Все мужчины гурьбой, как один, вскочили, кроме Октавия, который не владел уже ногами, чтоб словить венок, – но Муций, растолкав всех силою своих мускулистых рук, схватил венок на лету и обвил им свою голову.
– А что, расшевелила тебя Мария?! – кричали соперники.
– Выпьем за здоровье счастливой пары, – гремел Катулл. И снова пошли вкруговую амфоры.
Все выпили заздравный кубок, кроме Муция, который с наполненным кантаросом ожидал появления Марии.
Вскоре она вошла в триклиний.
На ней была теперь прозрачная, цвета морской воды, протканная серебряной ниткой, доходящая почти до щиколоток туника, застегнутая на плече пряжкою из топаза. Сбоку, на небольшой пряжке, висела целая связка шариков из граната, янтаря и берилла и маленькое, в коралловой оправе, зеркальце. Шею опоясывало тройное ожерелье из крупных урпанских жемчугов, с которых свешивались висюльки из более мелких, и, как град, обсыпали ее плечи, руки и полный бюст.
На руках блестели золотые, в форме змей, усаженные рубинами запястья, а на голове сетка из тонкой золотой проволоки, поддерживавшая наскоро собранные в крупные букли волосы.
Лицо ее было еще розово от танца, и вздутые молочно-белые груди колыхались от еще не улегшейся усталости.
Она с любопытством озиралась кругом, ища, кто словил ее цветы, и сердце ее дрогнуло, когда она увидала их на гордой голове патриция, который, завидев ее, встал, по-рыцарски поклонился и подал вино, а когда она смочила уста, залпом выпил оставшееся и разбил драгоценный бокал, чтоб никто из него больше не пил.

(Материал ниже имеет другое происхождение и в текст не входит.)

PR #2483, opened 2023-03-03
refactor: simplify the code for loading html data.

Sight-wcg:


johnsoncodehk:
Thanks for the PR, I think but it can't be simplified, which is for ESBuild to be able to resolve the json paths.

Sight-wcg:
> 

Sorry, I didn't realize this, I will close it.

– А теперь прошу за мной, – пригласил Марий гостей на террасу, спускавшуюся мраморными ступенями в сад, где среди иллюминованных разноцветными лампионами деревьев звучали баркитоны, звенели тамбурины, шмыгали вакханки, сирены и сновали косматые фигуры фавнов, которые, пронзительно дуя в свои дудки, приглашали гостей принять участие в общей забаве.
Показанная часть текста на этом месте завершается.